## Action item
Reduce the material below to its lines containing "datetime".

## Stored data
···
Issue #563, opened 2023-03-22
Support `@format date` and `@format datetime` tags


samchon:
```typescript
export interface TagFormat {
    /**
     * Universal Unique Identifier.
     * 
     * @format uuid
     */
    uuid: string;

    /**
     * Email address
     *
     * @format email
     */
    email: string;

    /**
     * URL address.
     *
     * @format url
     */
    url: string;

    /**
     * IPv4 address.
     *
     * @format ipv4
     */
    ipv4: string;

    /**
     * IPv6 address.
     *
     * @format ipv6
     */
    ipv6: string;

    /**
     * Date only.
     *
     * @format date
     */
    date: string;

    /**
     * Date and time.
     *
     * @format datetime
     */
    datetime: string;
}
```

PR #2168, opened 2026-07-17
fix(native): align the date-time format aliases and enforce array-form tag exclusivity

### LINKED ISSUE #2153: @format datetime emits format: "date-time" but accepts February 30th: a fourth, unaligned owner of the date-time contract
## Problem

`@format datetime` and `@format dateTime` emit `format: "date-time"` while generating a **different, far weaker validator** than `@format date-time` does. typia's own emitted schema contradicts typia's own generated validator, for a type typia itself accepted.

`@format datetime` **accepts `"2020-02-30T00:00:00Z"`** — February 30th — and **rejects a legal RFC 3339 leap second**. It diverges from `@format date-time` in both directions.

## Evidence

Verified on `master` through a real `ttsx` compile.

`packages/typia/native/core/factories/MetadataCommentTagFactory.go:429-436` builds its format table by copying every `FormatCheatSheet` entry, then explicitly overrides the two aliases:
···
## Exercise response
Support `@format date` and `@format datetime` tags
     * @format datetime
    datetime: string;
### LINKED ISSUE #2153: @format datetime emits format: "date-time" but accepts February 30th: a fourth, unaligned owner of the date-time contract
`@format datetime` and `@format dateTime` emit `format: "date-time"` while generating a **different, far weaker validator** than `@format date-time` does. typia's own emitted schema contradicts typia's own generated validator, for a type typia itself accepted.
`@format datetime` **accepts `"2020-02-30T00:00:00Z"`** — February 30th — and **rejects a legal RFC 3339 leap second**. It diverges from `@format date-time` in both directions.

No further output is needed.